Required Qualifications
- Bachelor's degree in chemical, biological, clinical or medical laboratory science, or medical technology from an accredited institution.
- 3+ years relevant molecular and/or manufacturing experience with at least 1 year being high complexity testing.
- Demonstrates mastery of molecular assay operations and QC systems.
- Experience in FDA regulated industries.
- Proficient in Microsoft Office programs, such as Word, Excel, and Outlook.
- General working knowledge of internet for business use, and skilled in operating office equipment.
Preferred Qualifications
- Master's degree in chemical, biological, clinical or medical laboratory science, or medical technology from an accredited institution.
- Experience in ISO 13485 regulated industries.
- Operates with high autonomy and professionalism.
- Techical authority with strong analytical judgement.
- Proactive, solution-oriented and collaborative.
- Mastery of laboratory safety procedures for biohazards and chemicals, as well as quality control procedures and regulations.

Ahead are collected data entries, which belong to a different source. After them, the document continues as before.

PR #104, opened 2018-04-24
Remove lint from build target

xichen2020:
cc @cw9 @jeromefroe 

This PR removes `lint` from the build targets since we seem to be getting the error below when installing golint. As such we remove `lint` and rely on `metalint` for linting. 
```
package golang.org/x/lint: unrecognized import path "golang.org/x/lint" (parse https://golang.org/x/lint?go-get=1: no go-import meta tags ())
```


xichen2020:
Decided to enable golint in metalinter config, hey it works!

PR #105, opened 2018-05-01
Admin client API for writing forwarded metrics

xichen2020:
cc @cw9 @jeromefroe 

This PR adds the admin client interface as well as the API for writing forwarded metrics to destination aggregation servers.

There are other minor renaming changes due to consolidating metric types in `m3metrics` but most of them are immaterial.

### DIFF
--- a/aggregator/capture/aggregator.go
+++ b/aggregator/capture/aggregator.go
@@ -26,6 +26,8 @@ import (
 
 	aggr "github.com/m3db/m3aggregator/aggregator"
 	"github.com/m3db/m3metrics/metadata"
+	"github.com/m3db/m3metrics/metric"
+	"github.com/m3db/m3metrics/metric/aggregated"
 	"github.com/m3db/m3metrics/metric/id"
 	"github.com/m3db/m3metrics/metric/unaggregated"
 	"github.com/m3db/m3metrics/policy"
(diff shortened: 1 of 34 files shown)


aggregator/capture/aggregator.go
```diff
@@ -87,6 +89,14 @@ func (agg *aggregator) AddUntimed(
 	return nil
 }
 
+// TODO(xichen): implement this.
+func (agg *aggregator) AddForwarded(
+	metric aggregated.Metric,
+	metadata metadata.ForwardMetadata,
+) error {
+	return nil
```
jeromefroe: nit: would it be better to return a not implemented error just to be safe?

aggregator/list.go
```diff
@@ -354,18 +354,18 @@ func (l *metricList) discardLocalMetric(
...
 }
 
-// consumeForwardMetric consumes a forward metric.
+// consumeForwardedMetric consumes a forward metric.
 // TODO(xichen): implement this.
-func (l *metricList) consumeForwardMetric(
+func (l *metricList) consumeForwardedMetric(
 	metric aggregated.Metric,
 	meta metadata.ForwardMetadata,
 ) {
```
jeromefroe: nit: would it be worth panic'ing here just to ensure these functions aren't called until they are implemented?

aggregator/capture/aggregator.go
xichen2020: Sure can do, I'll add the implementation in the next PR but doesn't hurt either.

aggregator/list.go
xichen2020: Sure can do, I'll add the implementation in the next PR but doesn't hurt either.

PR #164, opened 2019-02-06
split controller code to master and node controllers

avalluri:
Motivation behind this change is:
- we can make node controller as self contained, i.e, each node can create and
  delete volumes independent of controller.
- clearly divides what parts are handled by master and node, say for example
  nothing related to DeviceManager should be in master code.
- this is an enabler change to implement fully topology aware provisioning by
  dropping workaround solution of creating pmem device on attachment.

Chose reattachment strategy(this only valid till we implement full topology aware):
  - reattaching to same node without data lose. The assumption is that, it
    helps for "cahche volume" type usecases.
  - reattaching to different node, with no data.


pohly:
Overall this sounds like the direction, but it is not clear to me what the result or next steps will be after merging this.

Does it fully implement one of the persistency models described in PR #160? Which one?

If it changes user-visible behavior, then the README.md must be updated in the same PR, otherwise we end up describing one thing while providing another.

avalluri:
> Overall this sounds like the direction, but it is not clear to me what the result or next steps will be after merging this.
> 
The next step in my plan(which i am working on) is to make use of CSINodeInfo support in external-provier, in other words implement `CreateVolumeRequest.AccessibilityRequirement` in our driver.

> Does it fully implement one of the persistency models described in PR #160? Which one?
> 
No, i cannot say at the moment  that this change address _fully_ any of three models you proposed. I could see this as enabler towards supporting them.

> If it changes user-visible behavior, then the README.md must be updated in the same PR, otherwise we end up describing one thing while providing another.

The only change with existing behavior is,  addressing at some degree of reattaching issue. Two reasons why i did not touch README is:
 * the reattachment policy we chose is a temporary solution, it might change(atlest needs to revisit) after implementing   `CreateVolumeRequest.AccessibilityRequirement`.
 * the current README does not mention anything related to reattachment.

pohly:
>> Does it fully implement one of the persistency models described in PR #160? Which one?
>> 
> No, i cannot say at the moment  that this change address _fully_ any
> of three models you proposed. I could see this as enabler towards
> supporting them.

Is it worth merging the PR while further work is still needed?

>> If it changes user-visible behavior, then the README.md must be updated in the same PR, otherwise we end up describing one thing while providing another.
>
> The only change with existing behavior is,  addressing at some degree
> of reattaching issue.

How? Or phrased differently, what works now that didn't work before?

> Two reasons why i did not touch README is:
>  * the reattachment policy we chose is a temporary solution, it might change(atlest needs to revisit) after implementing   `CreateVolumeRequest.AccessibilityRequirement`.
>  * the current README does not mention anything related to
>  reattachment.

This leaves people currently trying to use pmem-csi in the dark about
this crucial aspect. I think it is worthwhile adding a section now, even
if it just mentions the problem and says that work is in progress.

pohly:

>> Overall this sounds like the direction, but it is not clear to me what the result or next steps will be after merging this.
>> 
> The next step in my plan(which i am working on) is to make use of
> CSINodeInfo support in external-provier, in other words implement
> `CreateVolumeRequest.AccessibilityRequirement` in our driver.

Hmm, why work on that first? The most important persistency mode is
"ephemeral volumes", and CreateVolumeRequest.AccessibilityRequirement is
not needed for that, is it?

Which of the four modes are you trying to implement?

avalluri:
> > Does it fully implement one of the persistency models described in PR #160? Which one? > No, i cannot say at the moment that this change address _fully_ any of three models you proposed. I could see this as enabler towards supporting them.
> Is it worth merging the PR while further work is still needed?

The main goal of this change is to split the controller code. that way it is self contained. The further work I mentioned was about "reliable scheduling issue", which i would like to address in next PR. So lets consider this for merging.

> > If it changes user-visible behavior, then the README.md must be updated in the same PR, otherwise we end up describing one thing while providing another. The only change with existing behavior is, addressing at some degree of reattaching issue.
> How? Or phrased differently, what works now that didn't work before?

Currently pmem-csi is deleting the volume on Unpublish call, which means we don't support volume "persistency". This change address this by keeping the volume till we get Delete call. While reattaching we check if its moving to different node or not. if its same node we keep the data(cache usecase), else clean the device on unpblished node and create new one where its being attached.

pohly:
I would prefer to merge this once it fully implements one of the described persistency modes together with a user-visible description. As it stands now, at least I don't see the full picture of how you intend to make those modes work and thus can't review.

But if you feel that it's worthwhile to merge some intermediate step already now, then I won't object.

pohly:
> Currently pmem-csi is deleting the volume on Unpublish call, which means we don't support volume "persistency".

`ControllerUnpublishVolume` or `NodeUnpublishVolume`? I assume you mean the former, because reusing a volume on the same node works fine in the E2E testing.

Speaking of the E2E testing, does that still pass with this change here?

avalluri:
closing this PR infavour of #177  as it is containing these changes

PR #166, opened 2019-02-06
advance to ndctl version 64

### LINKED ISSUE #163: verify with ndctl v64 and step up to use v64
ndctl v64, v64.1 have been released recently.
We should advance our NDCTL version and verify:
- building in Docker
- use (via make) with libs on some distros, after v64 becomes available on those

okartau:
Also, some streamlining in ndctl build deps definition, so that we can define
those once instead of three replicas that we had previously

Fixes #163

### DIFF
--- a/Makefile
+++ b/Makefile
@@ -21,7 +21,7 @@ IMAGE_VERSION_pmem-csi-driver=canary
 IMAGE_VERSION_pmem-ns-init=canary
 IMAGE_VERSION_pmem-vgm=canary
 IMAGE_TAG=$(REGISTRY_NAME)/$*:$(IMAGE_VERSION_$*)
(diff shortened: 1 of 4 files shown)


okartau:
don't merge yet, I will run some e2e tests

okartau:
In LVM2 mode ndctl v64 does work.
In devicemode:direct this is not testable now because of #167, and as ndctl testing makes more sense in direct mode, we should wait until we can test this properly.

okartau:
with deployment config mods, and added workaround to get around read-only /sys,  I can get e2e testing passing with this PR applied, i.e. using v64 of ndctl, so from that POV this PR is good for merging.

PR #169, opened 2019-02-08
e2e fixes

pohly:


okartau:
this affects pmem-csi tester even if we fix runtime to docker mode?
I will try with this change on my system

okartau:
I can create test cluster (make start), and run e2e tests (make test_e2e):
`SUCCESS! -- 35 Passed | 0 Failed | 0 Pending | 26 Skipped`
I verified on VM that /opt/cni/bin contains symlinks to /usr/libexec/cni

k8s node versions are 1.13.3
Clear version is 27700

pohly:
> this affects pmem-csi tester even if we fix runtime to docker mode?

That's a good question. I'm not sure whether it makes any difference in that mode.

okartau:
That change is needed to get deployment running on top of csi-1.0 branch by @avalluri  (and that is, even if docker mode is selected). So I will merge this.

PR #175, opened 2019-02-19
WIP: clean and reduce logging

okartau:
Some log messages were relevant in early prototyping days
and do not add value any more, like which Bus and Region
we walk in loop.

### DIFF
--- a/pkg/pmem-device-manager/pmd-lvm.go
+++ b/pkg/pmem-device-manager/pmd-lvm.go
@@ -28,17 +28,14 @@ func NewPmemDeviceManagerLVM() (PmemDeviceManager, error) {
 	}
 	volumeGroups := []string{}
 	for _, bus := range ctx.GetBuses() {
-		glog.Infof("NewPmemDeviceManagerLVM: Bus: %v", bus.DeviceName())
 		for _, r := range bus.ActiveRegions() {
-			glog.Infof("NewPmemDeviceManagerLVM: Region: %v", r.DeviceName())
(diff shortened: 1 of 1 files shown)


okartau:
I noticed those debug-like Bus and Region logs lines repeated a lot in e2e test logs, so I started to look critically what can be reduced. (Thats the removed lines)
But there are also few log msgs think we can change to V(X) level dynamic logs, like V(5)
what is used here and there.
But do we have agreement what levels should we use for what?
In e2e log, I don't want to see things that are repeated there now, like what CAPABILITY we add.
But then again, I dont want to completely remove it, but assign some real-verbose level.
But level 5 is already activated for e2e testing,
should we put real-verbose stuff for some other level (>5), or should we start running e2e test
at some other. like level 3 or 4.

pohly:
> But do we have agreement what levels should we use for what?

There are guidelines regarding that in
https://github.com/kubernetes/community/blob/master/contributors/devel/sig-instrumentation/logging.md

One of my objections against glog as a logging library is that it
leaves the choice of logging levels to the individual developer or
project.

> But level 5 is already activated for e2e testing,
> should we put real-verbose stuff for some other level (>5), or should we start running e2e test
> at some other. like level 3 or 4.

We could make the log level configurable in the Makefile. The default
for manual runs then can be something lower, while a CI system with good
per-test output capturing and browsing could use something higher.

pohly:
The change itself is fine. We can merge and iterate further, like replacing glog with klog.

Issue #172, opened 2019-02-13
Add detection of blocking pre-conditions


okartau:
As expressed in those comments:
https://github.com/intel/pmem-CSI/issues/112#issuecomment-463167336
https://github.com/intel/pmem-CSI/issues/112#issuecomment-463172044
https://github.com/intel/pmem-CSI/pull/170#issuecomment-463175718

It would make sense to detect blocking pre-conditions during startup of pmem-csi where possible, (followed by exit with clear error message) instead of implementing error handling, workarounds and "fixes" to states which are broken beyond repair, and often detectable already at plugin start-time.

At least 2 such conditions are currently on table:
1. /sys mounted read-only in container
This is easy to detect and we should exit with error msg right away in all cases where libndctl write-operations would be needed later (pmem-ns-init in lvm mode, pmem-driver in direct mode)

2. /dev not passed from host
This seems to apply in direct mode only
(as LVM block devices appear inside container even if /dev/ is not passed from host)
Such detection may not appear simple to do, but if we can do, we dont need workaround like #170

okartau:
Detection of 2 is not simple. How can container detect was /dev passed from host as volume or not?
If there is method to detect that, we should use that.
A real-life-scenario test would be:
1. create a small namespace for trial
2. (if 1. works) check is there corresponding block device in /dev
If we don't see device in step 2. that means /dev was not passed properly to the container.
We need to admit such test code adds it's own layer of complexity and error-handling needs,
like what to do if step 1 fails for some reason (no free space), then we can not
rely on this test, what should we decide then about runnable state.
We can try to claim "if no free space at plugin startup, plugin can't operate anyway", as CSI volume lifecycle typically does start with cleaning up older volumes (or does it? Does any authority track existing CSI volumes so that some could be cleaned after start of node, to free up space)

okartau:
More ideas to solve 2. condition: 
As creating an artificial namespace feels bit clumsy, so what about middle ground method: After a namespace creation, check for existence of corresponding /dev/ block device entry. If there is no entry, exit with error. 
That method is not by original idea in this issue (i.e. start-time failure), so it's not ideal in the sense that driver may remain in operation for some (possibly long) time until first real creation causes it's death. But it is better than remain running and try to recover (which likely will never work out).

okartau:
what I proposed in previous comment, does not avoid problem of filling the media with garbage entries, just the loop will probably happen through restarts of pmem-csi driver. 
[...]

PR #176, opened 2019-02-20
pmd-ndctl.go: Add start-time check for writable /sys

okartau:
In Devicemode_direct (alias ndctl), the driver can operate
only if /sys is mounted in read-write mode.
It has been seen however that sometimes container gets
deployed in such a way that /sys is mounted read-only.
It makes sense to detect writable /sys at start-time
and refuse to run, instead of stumbling to that later in operation.

### DIFF
--- a/pkg/pmem-device-manager/pmd-ndctl.go
+++ b/pkg/pmem-device-manager/pmd-ndctl.go
@@ -5,6 +5,7 @@ import (
 
 	"github.com/intel/pmem-csi/pkg/ndctl"
 	"k8s.io/klog/glog"
+	"k8s.io/kubernetes/pkg/util/mount"
 )
 
 type pmemNdctl struct {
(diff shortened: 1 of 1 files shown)


okartau:
This implements one of two checks proposed in #172

okartau:
For Devicemode:LVM, we could add similar check in startup phase of pmem-ns-init which needs writable /sys in LVM mode. But, two points suggest we can perhaps skip adding:
- pmem-ns-init runs as initContainer, and I haven't yet seen case when /sys is not writable there
- if we still hit read-only /sys, initContainer running before actual driver, either:
   - gets "read-only system" error at namespace creation attempt and exits (clear enough indication), 
   - or, it does not need to create namespaces (set of namespaces exists) and plugin is able to operate in LVM mode on top of existing set of namespaces.

so I think in LVM mode we can live without such start-up stage check

pkg/pmem-device-manager/pmd-ndctl.go
```diff
@@ -19,6 +20,24 @@ func NewPmemDeviceManagerNdctl() (PmemDeviceManager, error) {
...
+	// Check is /sys writable. If not then there is no point starting
+	mounter := mount.New("")
+	mounts, err := mounter.List()
+	for i := range mounts {
+		glog.Infof("NewPmemDeviceManagerNdctl: Check mounts: device=%s path=%s opts=%s",
+			mounts[i].Device, mounts[i].Path, mounts[i].Opts)
+		if mounts[i].Device == "sysfs" && mounts[i].Path == "/sys" {
+			for _, opt := range mounts[i].Opts {
+				if opt == "rw" {
+					glog.Infof("NewPmemDeviceManagerNdctl: /sys mounted read-write, good")
```
avalluri: can't we return from here.

okartau:
the log in "rw" case is bit of in extra-for-debug-only style, as is also the "check mounts:" trace log above. In final version those two logs could both go away. But do we delete those right here or later, our decision.

okartau:
Having few log lines once during startup is not too noisy, could provide valuable info about mounts from inside container, so lets keep them and merge.

PR #177, opened 2019-02-20
Persistency model changes

avalluri:
Currently supported persistency types are:
 - cache volume
 - ephemeral volume

These changes are over csi v1.0, so might not work on kuberntes < v 1.13. The idea is we should maintain pre csi-1.0 changes in a branch(csi-0.0.3). I will review supported persistency models within the limitations of csi v0.0.3 and submit PR to csi-0-0.3 branch.


README.md
```diff
@@ -87,6 +87,50 @@ The PMEM-CSI driver supports running in different modes, which can be controlled
...
+The upstream design for ephemeral volumes currently does not take
+[resource constraints](https://github.com/kubernetes/enhancements/pull/716#discussion_r250536632)
+into account. If an application gets scheduled onto a node and then
+creating the ephemeral volume on that node fails, the application on
+the node cannot start until resources become available. The same
+applies to how this is currently implemented in PMEM-CSI: a fake
+volume gets created initially, without actually allocating space. Then
+when an application starts and it is time to mount that "existing"
+volume, an attempt is made to allocate the space required for the
+volume locally. Only if there is enough space can application startup
```
pohly: According to https://github.com/intel/pmem-CSI/blob/046cadf8461d429203db204e46289140d295534f/docs/images/sequence/pmem-csi-ephemeral-sequence-diagram.png, ephemeral volumes are implemented such that they can only be used once: after unattaching it, the volume is gone. Trying to use it again for another app or restarting the app will fail (volume is not going to be re-created because that happens during `CreateVolume`).

What I described in https://github.com/intel/pmem-CSI/pull/160/files#r254731929 is different. It would allow the PVC to be created once and then be used multiple times.

This is a choice between a rock and a hard place: the current implementation requires more work from the user and probably can't work when pods get restarted by a controller (because the controller doesn't know that it needs to re-created a PVC), while reusing the same PVC has the drawback that it ignores local volume availability during pod scheduling (as documented above).

@avalluri is it correct that with the current implementation pods will always land on a node which had enough space? I'm still a bit fuzzy about that aspect of pod scheduling when WaitForFirstConsumer is active, and I haven't checked whether your implementation actually looks for a node with free space. We need to check what happens when Kubernetes picks one node for the pod and then the volume gets created on another node because the one picked by Kubernetes didn't have enough space.

I'm open for debate which one we should implement. @okartau, any opinion?

avalluri: > According to https://github.com/intel/pmem-CSI/blob/046cadf8461d429203db204e46289140d295534f/docs/images/sequence/pmem-csi-ephemeral-sequence-diagram.png, ephemeral volumes are implemented such that they can only be used once: after unattaching it, the volume is gone. Trying to use it again for another app or restarting the app will fail (volume is not going to be re-created because that happens during `CreateVolume`).
> 
> What I described in https://github.com/intel/pmem-CSI/pull/160/files#r254731929 is different. It would allow the PVC to be created once and then be used multiple times.
> 
Expecting re-attachable volumes in case of "ephemeral" is not a right ask in my opinion, The current implementation supports application restarts by kubelet, as the VolumeAttachement object wont get deleted in this case.

But if we really wants to implement reattachable ephemeral volumes, what we can do best is to clean data on NodeUnpulbish/Unstage instead of deleting the device, in that case the space is not freed even the application has stopped, till the PVC gets deleted.

> @avalluri is it correct that with the current implementation pods will always land on a node which had enough space? I'm still a bit fuzzy about that aspect of pod scheduling when WaitForFirstConsumer is active

The current implementation always  try to create volume(s) on nodes which have free space in the order of requested *AccessibilityRequirement*. We have no information if that node is really picked by kubernetes(delayed binding) or not.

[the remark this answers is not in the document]
avalluri: Hmm, may be Yes. I was thinking to make it use for illustrating the normal persistent volume type, But may not be needed as Kubernetes users will have that knowledge of how normal  dynamic PVs work.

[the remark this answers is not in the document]
avalluri: I thought this section is explaining the volume types in general nothing related to Kubernetes as in your original PR #160. Hence, i provided links to diagrams to illustrate the usage.

I will add "Volumes are created on a certain set of nodes which have free capacity" in case of cache if its not clear for user where those volume are created.

@pohly what additional user documentation you feel useful and which is appropriate section for that.

README.md
```diff
@@ -87,6 +87,50 @@ The PMEM-CSI driver supports running in different modes, which can be controlled
...
+Cache | supported | supported | topology aware scheduling
+
+[Topology aware scheduling](https://github.com/kubernetes/enhancements/issues/490)
+ensures that an application runs on a node where the volume was created. This is obviously needed for persistent volumes, but also for
+delayed persistent volumes because otherwise a restarted application
+might end up on the wrong node. Usage of cache volumes is more flexible,
+but an application still can only run on one of the nodes where the
+a cache volume is available. For CSI-based drivers like PMEM-CSI,
+Kubernetes >= 1.13 is needed. On older Kubernetes releases, pods must
+be scheduled manually onto the right node(s).
```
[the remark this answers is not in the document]
avalluri: > This is where documentation becomes tricky. Do we also fork the documentation (describe pmem-csi for CSI 1.0 on the master branch and pmem-csi for CSI 0.3 on the older branch) or do we describe both on the same branch?
> 
> Forking documentation would be very confusing for users, we should avoid that.

Motivation behind mainlining specific branches:
-  Currently, I am not clear what parts of this new persistence types we can *really* implement using CSI 0.0.3
- frankly, i felt the code changes required to maintain both versions in one branch are more are less same as mainlining two branches, i.e, mainlining two implementation for every csi service interface and in our splitted controller case 4 branches of controller code.
- Avoid the user to use wrong combinations like csi.0.0.3 + Kuberntes v1.13(+)

README.md
```diff
@@ -87,6 +87,50 @@ The PMEM-CSI driver supports running in different modes, which can be controlled
...
+
+Volume | Kubernetes | PMEM-CSI | Limitations
+--- | --- | --- | ---
+Persistent | supported | supported | topology aware scheduling
+Ephemeral | [in design](https://github.com/kubernetes/enhancements/blob/master/keps/sig-storage/20190122-csi-inline-volumes.md#proposal) | supported | topology aware scheduling, resource constraints
+Cache | supported | supported | topology aware scheduling
+
+[Topology aware scheduling](https://github.com/kubernetes/enhancements/issues/490)
+ensures that an application runs on a node where the volume was created. This is obviously needed for persistent volumes, but also for
+delayed persistent volumes because otherwise a restarted application
```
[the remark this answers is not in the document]
avalluri: Sorry, its my bad, copy paste error :(, I will removed this.

README.md
```diff
@@ -87,6 +87,50 @@ The PMEM-CSI driver supports running in different modes, which can be controlled
...
+
+* Persistent Volumes
+A volume gets created independently of the application, on some node where there is enough free space. Applications using such a volume are then forced to run on that node and cannot run when the node is
+down. Data is retained until the volume gets deleted.
+* Ephemeral Volumes
+An application is assigned to a node and when it starts to run, a new volume is created for it on that node. When the application stops, the volume is deleted. This [diagram](/docs/images/sequence/pmem-csi-ephemeral-sequence-diagram.png) illustrates how an ephemeral volume gets provisioned in Kubernetes using PMEM-CSI driver.
+* Cache Volumes
+Volumes are created on a certain set of nodes, each with its own local data. Applications are started on those nodes and then get to use the volume on their node. Data persists across application restarts. This
+is useful when the data is only cached information that can be discarded and reconstructed at any time *and* the application can reuse existing local data when restarting. This [diagram](/docs/images/sequence/pmem-csi-cache-sequence-diagram.png) illustrates how a cache volume gets provisioned in Kubernetes using PMEM-CSI driver.
+
```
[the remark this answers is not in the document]
avalluri: my intention was to document only volume types supported by the driver, not all possible types.

README.md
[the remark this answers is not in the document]
pohly: I don't agree that maintaining two branches will be easier or less confusing for users. But luckily we don't need to discuss this further, because yesterday we agreed that supporting only CSI 1.0 and Kubernetes 1.13 is enough. I had brought up the argument that these different persistency models cannot be implemented well on older Kubernetes due to the lack of topology support and Jim added that we already expect a recent kernel, so also expecting a recent Kubernetes isn't asking too much.

README.md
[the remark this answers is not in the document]
pohly: This comment shouldn't have been attached to this particular section. As you said, it is a general introduction to the topic.

What we need is an entirely new "Usage" section that explains what users can put into their `StorageClass` and how the driver will then behave. For a cache, this behavior description must include on how many nodes the cache will be allocated. We probably need some kind of control over that. Imaging a cluster with 100 nodes that have PMEM and an app which will run with a few instances. We don't want to allocate 100 volumes.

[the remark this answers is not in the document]
pohly: But the current diagram isn't the "normal" PVC, is it? It's the fake PVC with delayed allocation on pod startup.

Do you intend to keep this special mode? I thought we agreed to implement the normal PVC mode (allocate space in `CreateVolume`) with low priority, because it isn't really needed.

pohly: "The current implementation supports application restarts by kubelet, as the VolumeAttachement object wont get deleted in this case." - I doubt that app restarts work as well you seem to think it does.

Consider the following case:
- An app with an ephemeral volume starts on one node.
- The node is marked as unschedulable in preparation for taking it down.
- The app is restarted.
- The expectation is that it starts up on another node.

Do you agree that this doesn't work with what you have implemented?

Let me phrase it differently: the definition of "ephemeral volume" is that an app gets a new volume each time it starts and (let me add that for clarity) regardless where it starts.

pohly: It seems that you understood "ephemeral" more in the sense of "one-time use", right?

Re-reading my original description ("An application is assigned to a node and when it starts to run, a new volume is created for it on that node. When the application stops, the volume is deleted.") I see that two words are missing. It should have said "*Each time* an application...". Sorry if that wasn't clear.

pohly: Here's another use-case for ephemeral volumes: running multiple instances of the same app concurrently, each with its own local PMEM storage.

The way to specify that for Kubernetes is with a ReplicaSet. An inline volume would be the natural way to specify the volume, but it's not currently supported, so we have to use a PVC. The end result then looks something like this:
```
apiVersion: apps/v1
kind: ReplicaSet
metadata:
  name: frontend
  labels:
    app: guestbook
    tier: frontend
spec:
  # modify replicas according to your case
  replicas: 3
  selector:
    matchLabels:
      tier: frontend
  template:
    metadata:
      labels:
        tier: frontend
    spec:
      containers:
      - name: php-redis
        image: gcr.io/google_samples/gb-frontend:v3
      volumeMounts:
      - mountPath: "/scratch"
        name: my-csi-volume
      volumes:
      - name: my-csi-volume
        persistentVolumeClaim:
          claimName: php-redis-volume
---
apiVersion: v1
kind: PersistentVolumeClaim
metadata:
  name: php-redis-volume
spec:
  accessModes:
  - ReadWriteOnce
  resources:
    requests:
      storage: 8Gi
storageClassName: pmem-csi-sc-ephemeral
```

After considering this example, I need to revise my earlier proposal from https://github.com/intel/pmem-CSI/pull/160/files#r254731929: we don't want two pods running on the same node to share data. That would be unexpected. That means that volume creation has to be done in `NodePublishVolume` and deletion in `NodeUnpublishVolume`.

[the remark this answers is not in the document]
avalluri: My intention was that reusing the old diagram by making needed changes according to normal PVC flow. There is no fake/delayed volume creation anymore.

I would request you please review the PR *code* to get how really the cache and ephemeral are implemented.

avalluri: > It seems that you understood "ephemeral" more in the sense of "one-time use", right?
> 
If i am not wrong, the ephemeral volume is for *one-time-use", creation/deletion of volume(PV) is not in driver scope, its COs job to request at app startup and shutdown. We know that currently its not supported in Kubernetes, So what i did is "in case of ephemeral delete the pmem volume on *ControllerUnpublish*, instead of waiting for *DeleteVolume* request.

avalluri: > "The current implementation supports application restarts by kubelet, as the VolumeAttachement object wont get deleted in this case." - I doubt that app restarts work as well you seem to think it does.
> 
> Consider the following case:
> 
> * An app with an ephemeral volume starts on one node.
> * The node is marked as unschedulable in preparation for taking it down.
> * The app is restarted.
> * The expectation is that it starts up on another node.
> 
> Do you agree that this doesn't work with what you have implemented?
In my humble opinion this is not in scope of our driver, CO/user has to request new PV on app startup.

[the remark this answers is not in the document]
avalluri: > We probably need some kind of control over that. Imaging a cluster with 100 nodes that have PMEM and an app which will run with a few instances. We don't want to allocate 100 volumes.

This is not how we operate for cache volumes. Currently the "volume replica/cache count" shall be coming from StorageClass(https://github.com/avalluri/pmem-CSI/blob/046cadf8461d429203db204e46289140d295534f/deploy/kubernetes-1.13/pmem-storageclass-cache.yaml#L10).

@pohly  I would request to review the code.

- Ability to work in a fast-paced, deadline driven environment.
- Proficient in verbal and written communication skills.
- Willingness to share and receive information and ideas from all levels of the organization in order to achieve the desired results.
- Commitment to the successful achievement of the team and organizational goals through a desire to participate with and help other members of the team.
- Demonstrate a focus on listening to and understanding client/customer needs.